A comparison between US bankruptcy laws and Indian bankruptcy laws 

  1. The applicable legislation under U.S. law is the Federal Bankruptcy Code of 1978 and other state laws. The applicable legislation under Indian Law is the Insolvency and Bankruptcy Code of 2016, uniformly applicable throughout India.
  2. Under U.S. law, the proceedings can be initiated by the debtor voluntarily or involuntarily through the urging of creditors. Under Indian law, corporate debtors, financial and operational creditors can initiate the corporate insolvency resolution process.
  3. The moratorium and resolution period under U.S. law are 120 days that can be extended to a period of eighteen months on valid grounds.

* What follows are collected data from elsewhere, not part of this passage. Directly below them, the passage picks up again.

PR #720, opened 2022-12-08
Fix multipart/form-data file uploads for sync client

shaunmarx:
As part of migrating some of our nancy endpoints to MVC in asp.net core, we noticed that file uploads were crashing without any additional information to help us. We tracked this down to our client not including the trailing boundary `--` at the end of our form data content.

Since our sync client uses the old HttpWebRequest class, where we manually construct these boundaries, the content we were sending didn't quite match the content from our `async` client. Although not exactly the same, these are much more aligned now making it possible to use the same checks against the request in our tests for both types of clients.


andrewabest (approved):
There is a note about the async test that isn't awaiting anything. Fix looks fine given you've verified the behaviour / compatibility.

shaunmarx:
> There is a note about the async test that isn't awaiting anything. Fix looks fine given you've verified the behaviour / compatibility.
Ah good catch, I have updated the test :)

PR #721, opened 2022-12-09
Fix multipart trailer for sync client

shaunmarx:
We previously updated our client to include a [trailing boundary](https://github.com/OctopusDeploy/OctopusClients/pull/720), but unfortunately during a rebase it was removed by accident. This PR fixes this oversight and adds the appropriate trailer boundary back into multipart data data being sent via the sync client.


MissedTheMark (approved):
Pulled this branch and built client.  Tested against the update space logo endpoint and it worked fine 👍

PR #724, opened 2022-12-21
Fix Rocky Linux 9 build and test

stevencl840:
Nightly build had started failing. A check of the logs revealed that gzip was missing. It was not missing before, but I guess this is why we do nightly builds. I have added gzip to the rocky9 test process and all seems to work correctly now.


skermajo (approved):
Nice 👍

The period for resolution is 180 days which can be increased by ninety days at a time.
  4. After the proceeding ends, the debtor is in possession in the U.S. but in India, an interim resolution professional handles management until replaced by a Resolution Professional.
  5. In the U.S, debtors can deal with existing or new contracts to extract their value. But in India, the resolution professional cannot make any changes to any new or existing contracts without the approval of the committee of creditors.
  6. In the U.S., debtors have a period of four months that can be extended to eighteen months with valid reasons to come up with a resolution plan that needs to be approved by the creditors in two months. In India, no such specification has been made as to the period to come up with a resolution plan.
  7. Under the U.S. Code, the debtors can sell all assets free of lien to prevent further erosion of value. But in India, the resolution professional may only do so after seeking approval from the committee of creditors.
  8. In the U.S, the expenses for the proceeding are borne by the debtor who might receive aid against assets that are not collaterals for creditors. In India, the expenses are to be raised by the interim resolution professional against encumbered property without the approval of the committee of creditors but a resolution professional may only do so after seeking approval from the committee of creditors.

Conclusion 

As we can infer from the comparison, both the regimes prefer to resolve the situation while maintaining the entity involved as a going concern as opposed to liquidation. The American law focuses on consolidating and streamlining the process of bankruptcy to ensure that very little loss of value is endured by the debtor at the end of it. And for the major part, the statute is fulfilling its intended purpose as the proceedings have helped many discharge their liabilities and bankruptcies have lowered over the decades. Although there is still an avenue for possible development to make the proceeding even more responsible and beneficial for all the parties involved.